10-X Header Data

Download the data


This dataset captures all of the information in the header section of 10-K/Qs (and all variants) filed on EDGAR. The headers appear in the required ".txt" filing, which includes the complete filing, and are demarcated with the tags <SEC-Header> </SEC-Header> or <IMS-Header></IMS-Header>. Although the filing format is essentially stable over its entire history, a few structural quirks are worth noting:

  • Early periods (pre-1999) included a field labeled SROS, presumably self-regulatory organizations, that indicated exchange listing (e.g., NASD, NYSE). We have not included this field in the derived data.
  • A field labeled ITEM INFORMATION appears in only two documents and appears to be an artifact of a required field in 8-K filings. We have not included this field in the derived data.
  • The ACCEPTANCE-DATETIME field did not begin appearing consistently until 20020515.
  • Missing values are blank.
  • Certain companies, primarily regulated utilities, will file the same form for multiple, but related, firms with all of the filers listed as a <FILER> field in each document. Each row of data in this dataset represents a "filer" within a given filing. Descriptive data for each "filer" field is recorded for each filing. Many times these documents are also filed for each of the "filers" included in the document, thus there is the potential for what is essentially duplicate observations. The "filer_count" field in the data provides the sequence number followed by the total in the sequence for "filers" in a given filing (e.g., 3of6 would be the third "filer" within a given filling where there is a total of 6 filers).


The file is in csv format, which is easily imported into Excel, Stata, or any other software. The first record is a header with the variable names. The following list describes each variable as they appear sequentially for a given record. There are more than 1.4 million records.

  1. Variables derived from the file name and accession number.
    1. filing_firm_cik - the CIK number of the firm filing the document.
    2. filing_date - the date when the document was filed (YYYYMMDD).
    3. filer_cik - the CIK number for the "filer" that the row of data is reporting. (Not necessarily the same as the filing_fim_cik, since multiple "filers" can appear in one filing.
    4. filer_count - the sequence of filers reported within one filing (sequence # of total filers, e.g., 3of6 - see above).
    5. filing_agent_cik - the CIK number of the agency filing the document.
    6. filing_agent_tot - each accession number in the filing includes a running total of filings for a given agent which is reset to zero at the beginning of the year.

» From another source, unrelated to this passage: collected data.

Issue #1185, opened 2025-02-05
Using the same name for environments in different work trees mixes settings and overwrites compiled files.


melissawen:
**Description:**

If an user creates two environments with the same name, but in different repositories and therefore, different config files, compiled files and kw settings, the latest environment used replaces everything from the previous one.

**How to Reproduce:**

1. Clone two different kernel repositories
2. Create a kw env with the same name, for example, LOCAL
3. Setup and compile file in repository 1 under LOCAL env.
4. In another tab, use the LOCAL env in repository 2. it will use everything from LOCAL env in repository 1.

**Expected behavior:**

Isolate environments by name and repositories.

**System information:**

 - OS: Debian testing
 - kw Version: unstable
 - 
**Additional context:**

The problem is the way in which kw cached environment files, only by name. it should create a subfolder or sufix according to repository, or does not allow to create environments with the same name in different repositories.

PR #1223, opened 2025-06-09
Add a unique suffix to kw environments

geraldino2:
kw currently stores environment data in `${XDG_CACHE_HOME:-"${HOME}/.cache"}/${KWORKFLOW}/${ENV_DIR}/${env_name}`, and allows users to create non-distinct environment names in different work trees. When the new environment name isn't unique, data gets overwritten.

This PR implements a suffix to `env_name`: `$PWD`, encoded using base64 (available in Arch/Debian/Fedora through `coreutils`, already in `*.dependencies`).

It should fix issue #1185.

### DIFF
--- a/src/kw_env.sh
+++ b/src/kw_env.sh
@@ -194,6 +194,7 @@ function create_new_env()
   local local_kw_build_config="${local_kw_configs}/build.config"
   local local_kw_deploy_config="${local_kw_configs}/deploy.config"
   local env_name=${options_values['CREATE']}
+  local encoded_pwd=$(get_encoded_pwd)
   local cache_build_path="$KW_CACHE_DIR"
   local current_env_name
   local output
@@ -237,18 +238,18 @@ function create_new_env()
   done
 
   # Handle build and config folder
-  cmd="mkdir -p ${cache_build_path}/${ENV_DIR}/${env_name}"
+  cmd="mkdir --parents ${cache_build_path}/${ENV_DIR}/${encoded_pwd}/${env_name}"
   cmd_manager "$flag" "$cmd"
 
   current_env_name=$(get_current_env_name)
   ret="$?"
   # If we already have an env, we should copy the config file from it.
   if [[ "$ret" == 0 ]]; then
-    cmd="cp ${cache_build_path}/${ENV_DIR}/${current_env_name}/.config ${cache_build_path}/${ENV_DIR}/${env_name}/.config"
+    cmd="cp ${cache_build_path}/${ENV_DIR}/${encoded_pwd}/${current_env_name}/.config ${cache_build_path}/${ENV_DIR}/${encoded_pwd}/${env_name}/.config"
     cmd_manager "$flag" "$cmd"
     return
   elif [[ -f "${PWD}/.config" ]]; then
-    cmd="cp ${PWD}/.config ${cache_build_path}/${ENV_DIR}/${env_name}"
+    cmd="cp ${PWD}/.config ${cache_build_path}/${ENV_DIR}/${encoded_pwd}/${env_name}"
     cmd_manager "$flag" "$cmd"
     return
   fi
@@ -258,10 +259,10 @@ function create_new_env()
   warning 'It is recommended to use kw kernel-config-manager.'
 
   if [[ -e /proc/config.gz ]]; then
-    cmd="zcat /proc/config.gz > ${cache_build_path}/${ENV_DIR}/${env_name}/.config"
+    cmd="zcat /proc/config.gz > ${cache_build_path}/${ENV_DIR}/${encoded_pwd}/${env_name}/.config"
     cmd_manager "$flag" "$cmd"
   elif [[ -e "/boot/config-$(uname -r)" ]]; then
-    cmd="cp /boot/config-$(uname -r) ${cache_build_path}/${ENV_DIR}/${env_name}/.config"
+    cmd="cp /boot/config-$(uname -r) ${cache_build_path}/${ENV_DIR}/${encoded_pwd}/${env_name}/.config"
     cmd_manager "$flag" "$cmd"
   else
     warning 'kw was not able to find any valid config file for the new env'
@@ -276,6 +277,7 @@ function destroy_env()
   local cache_build_path="$KW_CACHE_DIR"
   local current_env
   local env_name=${options_values['DESTROY']}
+  local encoded_pwd=$(get_encoded_pwd)
   local cmd
 
   flag=${flag:-'SILENT'}
@@ -302,7 +304,7 @@ function destroy_env()
     fi
   fi
 
-  cmd="rm -rf ${local_kw_configs:?}/${ENV_DIR}/${env_name} && rm -rf ${cache_build_path:?}/${ENV_DIR}/${env_name}"
+  cmd="rm --recursive --force ${local_kw_configs:?}/${ENV_DIR}/${env_name} && rm -rf ${cache_build_path:?}/${ENV_DIR}/${encoded_pwd}/${env_name}"
   cmd_manager "$flag" "$cmd"
   success "The \"${env_name}\" environment has been destroyed."
 }
@@ -344,14 +346,14 @@ function list_env_available_envs()
   if [[ -f "${local_kw_configs}/${ENV_CURRENT_FILE}" ]]; then
     current_env=$(< "${local_kw_configs}/${ENV_CURRENT_FILE}")
     say 'Current env:'
-    printf ' -> %s: %s\n\n' "$current_env" "${KW_CACHE_DIR}/${ENV_DIR}/${current_env}"
+    printf ' -> %s: %s\n\n' "$current_env" "${KW_CACHE_DIR}/${ENV_DIR}/$(get_encoded_pwd)/${current_env}"
   fi
 
   warning 'Other kw environments:'
   # For the below loop, we want to split the array
   # shellcheck disable=SC2068
   for env in ${all_envs[@]}; do
-    printf ' * %s: %s\n' "$env" "${KW_CACHE_DIR}/${ENV_DIR}/${env}"
+    printf ' * %s: %s\n' "$env" "${KW_CACHE_DIR}/${ENV_DIR}/$(get_encoded_pwd)/${env}"
   done
 }
 
--- a/src/kw_env.sh
+++ b/src/kw_env.sh
@@ -19,6 +19,7 @@ declare -gr ENV_CURRENT_FILE='env.current'
 
 function env_main()
 {
+
   parse_env_options "$@"
   if [[ $? -gt 0 ]]; then
     complain "Invalid option: ${options_values['ERROR']}"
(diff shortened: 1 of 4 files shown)


src/lib/kwlib.sh
```diff
@@ -695,6 +695,25 @@ function get_current_env_name()
...
 }
 
+# This function returns "${current_env}-base64(${PWD})".
+#
+# @env_name: The name of the environment to encode
+#
+# Return:
+# Returns 0 and prints ${current_env}-base64(${PWD}) if env_name is provided.
+# Returns 1 if env_name is not provided.
+get_env_name_encoded_with_pwd() {
```
rodrigosiqueira: This is not the codestyle adopted by kw, please, read the below page and review your entire PR.

 https://kworkflow.org/content/codingstyle.html

src/lib/kwlib.sh
```diff
@@ -695,6 +695,25 @@ function get_current_env_name()
...
+  local env_name="$1"
+
+  if [[ -z "$env_name" ]]; then
+    return 1
```
rodrigosiqueira, line 710: Return 22 makes more sense here (EINVAL).

src/lib/kwlib.sh
```diff
@@ -695,6 +695,25 @@ function get_current_env_name()
...
+  fi
+
+  local encoded_pwd=$(printf '%s' "$PWD" | base64)
```
rodrigosiqueira, line 713: move the `local encoded_pwd` declaration to the top of the function.

rodrigosiqueira, line 713: Regarding base64, this seems excessive for this problem.  Additionally, I think base64 can return a multiple-line output, which can be a problem here.  I suppose if you want to use it, you need to add a wrapper to ensure the output is not displayed on multiple lines.

However, a simple md5sum would be better here.

src/lib/kwlib.sh
```diff
@@ -695,6 +695,25 @@ function get_current_env_name()
...
+
+  printf '%s-%s' "$env_name" "$encoded_pwd"
```
rodrigosiqueira, line 715: I don't think you need to add the env_name; you can use the encoded_pwd as a subfolder, and inside it, you keep the env name. In other words, to solve this problem, you just create a new subfolder that is the encoded version of the path.

src/lib/kwlib.sh
rodrigosiqueira, line 1: The unit test should be part of this commit.

src/lib/kwlib.sh
```diff
@@ -714,6 +714,25 @@ get_env_name_encoded_with_pwd() {
...
 
+# Extracts the environment name from a string of the format "env_name-base64(PWD)".
+# Assumes env_name may contain hyphens.
+#
+# @encoded: The encoded string (e.g., "my-env-L2hvbWUvYXBvbG8y")
+#
+# Return:
+# Returns 0 if successful, 1 if input is empty or malformed.
+# Prints the env_name (everything before the last hyphen) if successful.
+decode_env_name_with_pwd() {
```
rodrigosiqueira: from my comments in the first commit, I'm not convinced that we need this function.

src/kw_env.sh
```diff
@@ -109,13 +109,14 @@ function validate_env_before_switch()
...
   local target_env="${options_values['USE']}"
+  local encoded_target_env=$(get_env_name_encoded_with_pwd "$target_env")
   local local_kw_configs="${PWD}/.kw"
   local tmp_trash
   local cmd
 
   flag=${flag:-'SILENT'}
 
-  if [[ ! -d "${local_kw_configs}/${ENV_DIR}/${target_env}" ]]; then
+  if [[ ! -d "${local_kw_configs}/${ENV_DIR}/${encoded_target_env}" ]]; then
```
rodrigosiqueira, line 119: iirc, the original issue reported by Melissa was about issues with the env collision in the cache, not in the local config. In this sense, you should focus on things that touch `KW_CACHE_DIR`, not local `.kw` config files. In other words, you should not change these parts. Am I missing something?

src/kw_env.sh
```diff
@@ -213,42 +217,42 @@ function create_new_env()
...
-  cmd="mkdir -p ${cache_build_path}/${ENV_DIR}/${env_name}"
+  cmd="mkdir -p ${cache_build_path}/${ENV_DIR}/${encoded_env_name}"
   cmd_manager "$flag" "$cmd"
 
   current_env_name=$(get_current_env_name)
   ret="$?"
   # If we already have an env, we should copy the config file from it.
   if [[ "$ret" == 0 ]]; then
-    cmd="cp ${cache_build_path}/${ENV_DIR}/${current_env_name}/.config ${cache_build_path}/${ENV_DIR}/${env_name}/.config"
+    cmd="cp ${cache_build_path}/${ENV_DIR}/${current_env_name}/.config ${cache_build_path}/${ENV_DIR}/${encoded_env_name}/.config"
```
rodrigosiqueira, line 251: As I commented before, it would be better if we just create a new folder with the encoded name (without the env name), and inside it we create the env name. For example, suppose the encoded_pwd is `845d87776ab0bcd0c17f051d264f1cf2`, and the env names are `RPI64` and `x86_64`, we would have something like this:

`${cache_build_path}/${ENV_DIR}/${encoded_pwd}/${current_env_name}/`

tests/unit/kw_env_test.sh
rodrigosiqueira, line 1: unit test should be in the same commit that introduces the tested modifications.

rodrigosiqueira (changes requested):
Hi,
First of all, thanks for your PR. I think you are in the right direction, but you need to improve some things:
1. Organize your commits. Usually, PR reviews happen on a commit basis, which means that we review from the first commit to the last one. Every commit should be self-contained, and tests should be introduced in the same commit as the feature. For example, if you added function X in the first commit, then you should add the test for X in the same commit. Also, if one commit improves something introduced in a previous commit that has not been merged yet, then you should squash your new commit into the previous one. Anyway, please take the time to improve your commits.
2. Keep in mind that envs have two types of metadata: local configs (.kw) and global folders (.cache). For this problem afaik, you just need to focus on the global part.
3. Finally, take some time to read the kw codestyle guideline.

src/lib/kwlib.sh
geraldino2: Nice catch, I wasn't used to this multiple-line output. base64 on MacOS doesn't have it, but coreutils has, indeed, a default line limit of 76 chars. I'll disable line wrapping.

Is there any reason to use md5sum? base64 seems to do well: reversible and unique.

src/lib/kwlib.sh
geraldino2: Good idea.

src/kw_env.sh
geraldino2: You are correct, changes on `.kw` aren't necessary. The goal was to have consistent naming between local/global contexts. However, as you suggested, I'm going to use `base64(path)/env_name` in `KW_CACHE_DIR`, so I'll revert changes in `.kw`.

geraldino2:
Hi, thanks for the feedback. The PR is looking better now. I've adjusted the code to focus only on the global part and organized the commits. About the codestyle, I think the problem was originally addressed in the `chore` commits; I don't see any other issue.

Do you mind taking a look again?

rodrigosiqueira (changes requested):
Hi,

Thanks a lot for your update. I think you are close to finishing it. I added some minor comments, but there is one final issue to handle.

One thing to keep in mind is that we already have users who use the kw env feature. In this sense, you also need to provide one mid-step to migrate the env path to the new one. You can do it in a new commit. To validate what I mean, you can try the following:
1. Outside your branch, create two or three new envs. Ensure that you add a .config file to each one; in other words, create a realistic environment.
2. Move back to your env, and try to create a new env. You will encounter your first error.
My suggestion is:
1. Create a function named `migrate_old_env_to_base64` (or something better). Add a comment in this function to indicate that we can remove it in the future.
2. This function should check the cache folder to see if the expected level of directories is present, i.e., your modification introduced a folder new level, If it is not found, you can assume it is the old approach.
3. Add this function at the beginning of every env function to ensure that the migration happens as soon as possible.

Thanks

geraldino2:
Hi,

I created `migrate_old_envs_to_base64`, it's being called on `env_main`. Unless someone is in the case reported in #1185, migration should go well.

By the way, since I'm already modifying these files, do you want me to add the changes below to the current PR?
- src/kw_env.sh:list_env_available_envs: array is loaded with `find "${local_kw_configs}/${ENV_DIR}" -maxdepth 1` and its size is compared to `0`. If `find` has no `mindepth`, the base path is also printed. It's an easy bug that can be fixed by adding `mindepth 1`. The second `no_env_message` on `list_env_available_envs` is unreachable right now;
- tests/unit/kw_env_test.sh: `$LINENO` is being used instead of `${LINENO}`.

Do you mind taking a look again?

Thanks

rodrigosiqueira:
> Hi,
> 
> I created `migrate_old_envs_to_base64`, it's being called on `env_main`. Unless someone is in the case reported in #1185, migration should go well.
> 
> By the way, since I'm already modifying these files, do you want me to add the changes below to the current PR?
> 
>     * src/kw_env.sh:list_env_available_envs: array is loaded with `find "${local_kw_configs}/${ENV_DIR}" -maxdepth 1` and its size is compared to `0`. If `find` has no `mindepth`, the base path is also printed. It's an easy bug that can be fixed by adding `mindepth 1`. The second `no_env_message` on `list_env_available_envs` is unreachable right now;
> 
>     * tests/unit/kw_env_test.sh: `$LINENO` is being used instead of `${LINENO}`.
> 
> 
> Do you mind taking a look again?
> 
> Thanks

yes, please, I appreciate that. Add all of them in their own commit.

tests/unit/kw_env_test.sh
```diff
@@ -346,4 +346,95 @@ function test_create_and_destroy_env()
...
+  assertTrue "(${LINENO}) env1 config should be preserved" '[[ -f "${new_env_path}/env1/build.config" ]]'
+  assertTrue "(${LINENO}) env2 config should be preserved" '[[ -f "${new_env_path}/env2/build.config" ]]'
+
+  # Verify old structure is removed
+  assertFalse "(${LINENO}) Old env1 should be moved" '[[ -d "${old_env_path}/env1" ]]'
+  assertFalse "(${LINENO}) Old env2 should be moved" '[[ -d "${old_env_path}/env2" ]]'
+
+  # Verify config content is preserved
+  local content1=$(cat "${new_env_path}/env1/build.config")
+  local content2=$(cat "${new_env_path}/env2/build.config")
```
rodrigosiqueira, line 386: https://kworkflow.org/content/codingstyle.html#command-substitution-and-arithmetic-expression

Also, move the local declaration to the beginning of the function.

rodrigosiqueira (changes requested):
Hi,
That is a very nice update! I tested it locally, and it looks like it is working as expected. I added some minor comments; I'm looking forward to the new version.

Thanks a lot.

rodrigosiqueira:
Hi,
I made some changes myself, and merged it into the unstable branch. Thanks.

In some cases, this can be useful in determining the sequence of filings.
  2. GENERAL - variables not included in a specific header sub-paragraph. These variable names are preceded with "g_".
    1. g_abs_asset_class_1 - field for asset-backed securities. This is only reported for ABS beginning in 2017 and has occurred up to two times in some filings. Thus, we have two of these variables.
    2. g_abs_asset_class_2 - see #7.1.
    3. g_acceptance-datetime - occurs primarily for larger firms prior to 2017, but is consistent following 200205.
    4. g_accession_number - SEC defined accession number (xxxxxxxxxx-xx-xxxxxx). The first 10 digits are the CIK of the entity submitting the filing which would be the company or a third-party filer agent. The next two digits are the year and the final six digits represent the sequential count of submitted filing from that CIK (usually, but not always, reset to zero at the start of each calendar year).
    5. g_confirming_copy - this field appears in only 1,020 filings and defines the submission as being a confirming copy to a paper submission.
    6. g_conformed_period_of_report - End date of reporting period of filing (optional).
    7. g_conformed_submission_type - form type. For this sample any 10-K/Q variant.
    8. g_date_as_of_change - date when the last posted acceptance occurred (optional).
    9. g_filed_as_of_date - EDGAR assigned official filing date, or post-acceptance new filing date (required).
    10. g_public_document_count - number of public documents in the submission.
  3. COMPANY DATA - sub-paragraph appearing in all filing headers. These variable names are preceded with "cd_".
    1. cd_company_conformed_name - company name (required). (Commas have been replaced with a space in names where appropriate.)
    2. cd_central_index_key - filer Central Index Key which is assigned by the SEC for this filer.
    3. cd_standard_industrial_classification - company's self-assigned SIC code, which is initially reviewed for approval by the SEC.
    4. cd_organization_name - this field was first reported in Q4 of 2023. The SEC defines it as: "The EDGAR CIK Owner Organization Name when it is associated with the CF branch."
    5. cd_irs_number - the company's IRS number. I assume this corresponds to their Employer Identification Number (EIN).
    6. cd_state_of_incorporation - state where the company was incorporated (optional, but generally reported).
    7. cd_fiscal_year_end - company fiscal year end (optional, but generally reported).
  4. FILING VALUES - sub-paragraph appearing in all filing headers. These variable names are preceded with "fv_".
    1. fv_form_type - for this sample 10-K/Q and variants of these forms (e.g., 10-K405).
    2. fv_sec_act - act under which filings are made. Almost always "1934 Act".
    3. fv_sec_file_number - SEC Conformed File Number.
    4. fv_film_number - Also known as the Document Control Number (DCN) Microfilm number assigned to submission.
  5. BUSINESS ADDRESSS - sub-paragraph appearing in almost all filing headers. These variable names are preceded with "ba_".
    1. ba_street_1
    2. ba_street_2
    3. ba_city
    4. ba_state
    5. ba_zip
    6. ba_business_phone
  6. MAIL ADDRESS - sub-paragraph appearing in most filing headers. These variable names are preceded with "ma_".
    1. ma_street_1
    2. ma_street_2
    3. ma_city
    4. ma_state
    5. ma_zip
  7. FORMER COMPANY - the former companies reported for this "filer". The maximum in the data is five, thus there are five separate entries. The variable names are preceded by "fc_".
    1. fc_former_conformed_name_1
    2. fc_date_of_change_1
    3. fc_former_conformed_name_2
    4. fc_date_of_change_2
    5. fc_former_conformed_name_3
    6. fc_date_of_change_3
    7. fc_former_conformed_name_4
    8. fc_date_of_change_4
    9. fc_former_conformed_name_5
    10. fc_date_of_change_5